Biz çocuklar için gaz lâmbası, “gölge oyunları” yaparak eğlenmemize imkân veren bir oyuncaktı aynı zamanda. Ellerimizi çeşitli şekillere sokarak lâmbayla duvar arasına tutar, oluşan gölgenin neye benzediğini birbirimize sorardık.
Akşam yemekleri havanın kararmasını beklemeden yenilirdi. Karanlık bastırınca da günün yorgunluğuna teslim olunur, yapılacak bir iş, vakit geçirecek eğlence de olmadığından yatıp uyunur, böylelikle yakacaktan da tasarruf edilirdi.
Bu fakir semtlerde kış mevsimi için herhangi bir erzak hazırlığı yapılamazdı. Kazanılan parayla ancak o haftalık veya o aylık yiyecek alınıp tüketilirdi. Zaten para da pek önemli değildi. Babam, “para tren ben istasyon” derdi. Gerçekten de pek az, akşamdan sabaha ancak dururdu elinde para. Maaşıyla, veresiye alışveriş ettiğimiz bakkalın hesabını kapatır, kirayı öder tıyg-teber şâh-ı levend kalırdı. Babamın bir tek fuzûli harcaması vardı: Millî Piyango bileti!.. O bileti ilk çıktığı günden beri alıyordu ama, tâlih yüzüne hiç gülmedi. Buna rağmen ölünceye kadar babacığım ümidini yitirmedi.

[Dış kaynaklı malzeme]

PR #7, opened 2024-07-12
Xds input

Guillaume-Villain:
Add the xds server that send to subscriber "test ServiceEntry"


internal/pkg/xds/xds_mcp.go
```diff
@@ -0,0 +1,202 @@
...
+	}
+
+	mcpResBody := &anypb.Any{}
+	if err := anypb.MarshalFrom(mcpResBody, seSpec, proto.MarshalOptions{}); err != nil {
+		return nil, fmt.Errorf("serializing ServiceEntry to protobuf message: %w", err)
+	}
+
+	mcpResTyped := &mcpv1alpha1.Resource{
+		Metadata: &mcpv1alpha1.Metadata{
+			Name: fmt.Sprintf("istio-system/mcp-example-%03d", idx),
```
jewertow, line 191: If we return fake data, could we return working SE? Then I would be able to install Istio with this controller and test provided resources.
```suggestion
func makeMCPServiceEntry(hostname string) (*anypb.Any, error) {
	seSpec := &istionetv1alpha3.ServiceEntry{
		Hosts:    []string{hostname},
		Location: istionetv1alpha3.ServiceEntry_MESH_EXTERNAL,
		Ports: []*istionetv1alpha3.ServicePort{{
			Number:   443,
			Name:     "https",
			Protocol: "TLS",
		}},
		Resolution: istionetv1alpha3.ServiceEntry_DNS,
	}

	mcpResBody := &anypb.Any{}
	if err := anypb.MarshalFrom(mcpResBody, seSpec, proto.MarshalOptions{}); err != nil {
		return nil, fmt.Errorf("serializing ServiceEntry to protobuf message: %w", err)
	}

	mcpResTyped := &mcpv1alpha1.Resource{
		Metadata: &mcpv1alpha1.Metadata{
			Name: fmt.Sprintf("istio-system/se-%s", hostname),
```

internal/pkg/xds/xds_mcp.go
```diff
@@ -0,0 +1,202 @@
...
+		Nonce: version,
+	}); err != nil {
+		return err
+	}
+	return nil
+}
+
+// pushToSubscribers pushes MCP resources to active subscribers.
+func (adss *adsServer) pushToSubscribers() error {
+	mcpResources, err := makeMCPResources(numMCPResources)
```
jewertow, line 111: I would like to provide some working test data. Could we send the following service entries?
```suggestion
var mcpResources []*anypb.Any
example, err := makeMCPServiceEntry("example.com")
mcpResources = append(mcpResources, example)
istio, err := makeMCPServiceEntry("istio.io")
mcpResources = append(mcpResources, istio)
```

PR #9, opened 2024-07-17
Add service import function

amadeus-mkandula:
Added a function to create a ServiceEntry or WorkloadEntry as appropriate for imported remote services.

### DIFF
--- a/internal/pkg/config/import_services.go
+++ b/internal/pkg/config/import_services.go
@@ -1,5 +1,16 @@
 package config
 
-type ImportedServices struct {
+import (
+	istionetv1alpha3 "istio.io/api/networking/v1alpha3"
+)
+
+type ImportedServiceSet struct {
 	Rules []Rules `yaml:"rules"`
+}
+
+type ImportedService struct {
+	AppName         string
+	ServiceHostname string
+	ServicePorts    []*istionetv1alpha3.ServicePort
+	Endpoints       []Remote
 }
--- a/internal/pkg/mcp/import_watcher.go
+++ b/internal/pkg/mcp/import_watcher.go
@@ -1,0 +1,109 @@
+package mcp
+
+import (
+	"context"
+	"fmt"
+	"strings"
+
+	"google.golang.org/protobuf/proto"
+	"google.golang.org/protobuf/types/known/anypb"
+	api_v1 "k8s.io/api/core/v1"
+	"k8s.io/apimachinery/pkg/api/errors"
+	v1 "k8s.io/apimachinery/pkg/apis/meta/v1"
+
+	mcpv1alpha1 "istio.io/api/mcp/v1alpha1"
+	istionetv1alpha3 "istio.io/api/networking/v1alpha3"
+)
+
+// MakeImportedMCPResources creates a ServiceEntry or WorkloadEntry
+// for an imported remote service as needed.
+func MakeImportedMCPResources(serviceHostname string, appName string, peerName string, peerIngressEps *api_v1.EndpointSubset, peerLocality string, peerNetwork string, servicePorts []*istionetv1alpha3.ServicePort, serviceController *Controller) (*anypb.Any, error) {
+	serviceDnsNameSplit := strings.Split(serviceHostname, ".")
+	serviceName := serviceDnsNameSplit[0]
+	serviceNamespace := serviceDnsNameSplit[1]
+
+	ingressPortMap := makeIngressPortMap(servicePorts)
+	workloadEntries := makeWorkloadEntries(appName, peerIngressEps, peerLocality, peerNetwork, ingressPortMap)
+
+	var mcpResObjectName string
+	var mcpResBody *anypb.Any
+	service, err := serviceController.clientset.CoreV1().Services(serviceNamespace).Get(context.TODO(), serviceName, v1.GetOptions{})
+	if err != nil {
+		if errors.IsNotFound(err) {
+			// User created service doesn't exist, create ServiceEntry.
+			seSpec := &istionetv1alpha3.ServiceEntry{
+				Hosts:      []string{serviceHostname},
+				Ports:      servicePorts,
+				Endpoints:  workloadEntries,
+				Location:   istionetv1alpha3.ServiceEntry_MESH_INTERNAL,
+				Resolution: istionetv1alpha3.ServiceEntry_STATIC,
+			}
+
+			if err := anypb.MarshalFrom(mcpResBody, seSpec, proto.MarshalOptions{}); err != nil {
+				return nil, fmt.Errorf("Serializing ServiceEntry to protobuf message: %w", err)
+			}
+			mcpResObjectName = fmt.Sprintf("istio-system/import-%s", serviceName)
+		} else {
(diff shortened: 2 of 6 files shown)


internal/pkg/mcp/controller.go
```diff
@@ -0,0 +1,203 @@
...
+	informer     cache.SharedIndexInformer
+	eventHandler Handler
+	resourceType string
+}
+
+func objName(obj interface{}) string {
+	return reflect.TypeOf(obj).Name()
+}
+
+func StartControllers(ctx context.Context) {
```
jewertow, line 51: In general, we will not need informers to handle imported service, because they will come from the remote server and won't be created as local `Service` objects.

matteo-casalino: the idea is just to rely on the informer as a cache for local `Service`s, which we query to know whether we need to create a `ServiceEntry` or not.

jewertow: Ah right!

internal/pkg/mcp/utils.go
```diff
@@ -0,0 +1,45 @@
...
+func buildOutOfClusterConfig() (*rest.Config, error) {
+	kubeconfigPath := os.Getenv("KUBECONFIG")
+	if kubeconfigPath == "" {
+		kubeconfigPath = os.Getenv("HOME") + "/.kube/config"
+	}
+	return clientcmd.BuildConfigFromFlags("", kubeconfigPath)
+}
+
+// GetClientOutOfCluster returns a k8s clientset to the request from outside of cluster
+func GetClientOutOfCluster() kubernetes.Interface {
```
jewertow, line 36: We will never run federation controller out of cluster, so you can remove it.

jewertow:
@amadeus-mkandula can you rebase your branch?

amadeus-mkandula:
Rebased and removed my service controller code in favour of @matteo-casalino 's

internal/pkg/config/import_services.go
```diff
@@ -1,5 +1,16 @@
...
+	istionetv1alpha3 "istio.io/api/networking/v1alpha3"
+)
+
+type ImportedServiceSet struct {
 	Rules []Rules `yaml:"rules"`
 }
+
+type ImportedService struct {
+	AppName         string
+	ServiceHostname string
```
jewertow, line 13: Wouldn't be service name and namespace enough? I think even if the source cluster uses custom cluster domain, i.e. other than `cluster.local`, we do not care about that, because we will use east-west gateway's host name and SNI for routing. So to avoid splitting this field I suggest the following change:
```suggestion
	Name string
        Namespace string
```

internal/pkg/config/import_services.go
```diff
@@ -1,5 +1,16 @@
...
+	ServicePorts    []*istionetv1alpha3.ServicePort
```
jewertow, line 14: I wonder how we can obtain Istio ports if we watch k8s services...? It seems that we will have to require specifying `appProtocol` in exported services. Only then we are able to translate it to proper Istio protocol.

internal/pkg/config/import_services.go
```diff
@@ -1,5 +1,16 @@
...
+	Endpoints       []Remote
```
jewertow, line 15: Currently, we allow to specify single remote peer in the input configuration, so this will never be an array of remote peers. However, I agree that we want to support more than one remote peers, so we should also change the configuration structure.

jewertow: Beside that, I would prefer decouple imported service info and remote peer specification. In my opinion, `MakeImportedMCPResources` should take imported service and remote peer spec as separate arguments.

jewertow (approved):
I left a few comments. At this stage of the project we can merge it as is and implement improvements in follow-up PRs. It's up to you @amadeus-mkandula.

jewertow:
@matteo-casalino can you share your feedback?

internal/pkg/config/import_services.go
amadeus-mkandula: Yes that's true indeed, I hadn't considered that the local and remote clusters might be using different cluster domains so it doesn't make sense to import the full hostname.

If I understood correctly we will still need to build the expected internal cluster hostname when we create a ServiceEntry but we should be able to build this with the imported information + retrieving the local cluster domain. For example if we import remote service httpbin in the httpbin namespace we will have something like:

```
apiVersion: networking.istio.io/v1alpha3
kind: ServiceEntry
metadata:
  name: import-httpbin
  namespace: istio-system
spec:
  hosts:
  - httpbin.httpbin.svc.cluster.local
  ports:
  - number: 443
    name: https
    protocol: HTTPS
  endpoints:
  - address: remote.gateway.example.com
    ports:
      https: 15443
```

internal/pkg/config/import_services.go
amadeus-mkandula: Indeed I was thinking we would likely need to export the port protocol from the remote service. Either that or we could perhaps use some similar logic that Istio uses to determine the port protocol from the port name: https://github.com/istio/istio/blob/master/pkg/config/kube/conversion.go#L47-L87

But probably better still to explicitly export the port.

internal/pkg/config/import_services.go
amadeus-mkandula: Ah yes I see, so I suppose we would instead just keep a list of remote names that expose the service in the service spec and retrieve the remote endpoint spec from the second input as appropriate?

internal/pkg/mcp/import_watcher.go
```diff
@@ -0,0 +1,123 @@
...
+		}
+		for _, addr := range endpoint.Addresses {
+			ingressPortMap := makeIngressPortMap(importedService.ServicePorts, endpoint.Ports.DataPlane)
+			entries = append(entries, &istionetv1alpha3.WorkloadEntry{
+				Address:  addr,
+				Ports:    ingressPortMap,
+				Network:  endpoint.Network,
+				Locality: endpoint.Locality,
+				Labels: map[string]string{
+					"app":                       importedService.AppName,
```
matteo-casalino, line 90: Eventually I guess we'll want to support arbitrary selectors. For now using `app` is ok to have the MVP working. ?Maybe we should rather use a more recent standard such as `app.kubernetes.io/name`?

internal/pkg/mcp/import_watcher.go
```diff
@@ -0,0 +1,123 @@
...
+
+	for _, importedService := range importedServices {
+		serviceDnsNameSplit := strings.Split(importedService.ServiceHostname, ".")
+		serviceName := serviceDnsNameSplit[0]
+		serviceNamespace := serviceDnsNameSplit[1]
+
+		workloadEntries := makeWorkloadEntries(importedService)
+
+		mcpResBody := &anypb.Any{}
+		service, err := serviceController.clientset.CoreV1().Services(serviceNamespace).Get(context.TODO(), serviceName, v1.GetOptions{})
```
matteo-casalino, line 32:
```suggestion
		service, err := serviceController.informer.GetIndexer().GetByKey(cache.NewObjectName(serviceNamespace, serviceName).String())
```

Issue #2, opened 2024-06-26
Implement exported service watcher


jewertow:
Exported service watcher should watch k8s Services matching specified label selectors and trigger MCP update on create/delete events. For instance, a create event should result in sending updated Gateway resource with new Service DNS name appended to the `spec.servers[0].hosts`. The watcher should send new MCP resources to the XDS server via a channel or calling proper method, but should not handle XDS protocol itself.

matteo-casalino:
I should have some time to take this one in the coming days, unless already taken?

PR #10, opened 2024-07-19
issue #2. Introduce generic k8s controller based on informers and rat…

matteo-casalino:
…e-lmiting queue for debouncing and use it to implement export controller.


internal/pkg/mcp/export_handler.go
```diff
@@ -0,0 +1,89 @@
...
+	klog.Infof("Updated service %s, namespace %s", oldService.Name, oldService.Namespace)
+	w.pushMCPUpdateIfMatchesRules([]*corev1.Service{oldService, newService})
+}
+
+func (w *ExportedServiceSetHandler) pushMCPUpdateIfMatchesRules(services []*corev1.Service) {
+	for _, rules := range w.cfg.ExportedServiceSet.Rules {
+		if rules.Type != "LabelSelector" {
+			continue
+		}
+		for _, selectors := range rules.LabelSelectors {
```
JulienDelacroix, line 61:
```		for _, selectors := range rules.LabelSelectors {
			for _, service := range services {
```
I think that these 2 loops should be moved inside `matchesLabelSelector`, to make it return true if  any selector matches any service, to generate the Gateway once.
Otherwise you will re-generate the same Gateway twice when both old and new service matches, or even more when service matches multiple selectors...

internal/pkg/mcp/export_handler.go
```diff
@@ -0,0 +1,89 @@
...
+						w.pushMCP <- gateway
+					}
+					return
+				}
+			}
+		}
+	}
+}
+
+func matchesLabelSelector(obj *corev1.Service, matchLabels map[string]string) bool {
```
JulienDelacroix, line 77: I think this should take both old and new service + a list of selectors (see my comment in `pushMCPUpdateIfMatchesRule`)

internal/pkg/mcp/export_handler.go
matteo-casalino: in fact we exit the loop as soon as we find at least one matching service (either the old or new one). `generateGatewayForExportedServices()` then relies on the informer cache for generating only one `Gateway` for all matching services.

jewertow (approved):
Looks good and works fine. Can you change target branch to master?

internal/pkg/xds/xds_mcp.go
```diff
@@ -130,81 +128,81 @@ func (adss *adsServer) push(resources []*anypb.Any) error {
...
+// 			klog.Errorf("Error sending MCP resources: %v", err)
+// 			value.(*subscriber).closeStream()
+// 			adss.subscribers.Delete(key)
+// 		}
+
+// 		return true
+// 	})
+
+// 	return nil
+// }
```
jewertow, line 161: @matteo-casalino can you remove commented code? We can always look at previous commits or pull requests to reuse old code.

Her çekiliş öncesinde, “üç kardeşin bir arada oturabileceği bir ev” hayâl ederdi (iyi ki çıkmamış; aramızda miras meselesi yokken birbi-rimize darılıyorduk, aynı binada otursaydık herhâlde kanlı-bıçaklı olurduk!). Ben hiçbir tâlih oyununa itibar etmedim. Babamın şans örneği hep aklımdaydı.
Babam evin kundura tamircisiydi. Âlet çantasında bir parça kösele, kunduracı bıçağı, örs, çekiç muhtelif boyda çiviler, kabaralar vardı. Kabara derinin ömrünü uzatırdı. Evde bütün ayakkabı pençelerini babam yapardı ve bâzan eğri çaktığı bir çivi yüzünden ayaklarımız kan içinde kalırdı. Memurdan ayakkabı tamircisi olur mu? Olursa işte bu kadar olur! Annem de evimizin terzisiydi. Kimse öğretmemişti ama, kendi kendine ve bir gözü görmediği hâlde bizlere çamaşır, babama gömlek, kızlara ve kendine entari dikerdi. Ölçmeden ve provasız yapardı üstelik. Dikiş kutusu içinde iğneleri, yama parçaları, düğmeler, bir de çorap yamarken kullandığı yumurta şeklindeki taş vardı. Çoraplarımızın topuk kısımla-rındaki delikleri onarmada annem fazla başarılı değildi, oralarda pot oluşur, ayakkabı içinde çorap ayağımızı vururdu.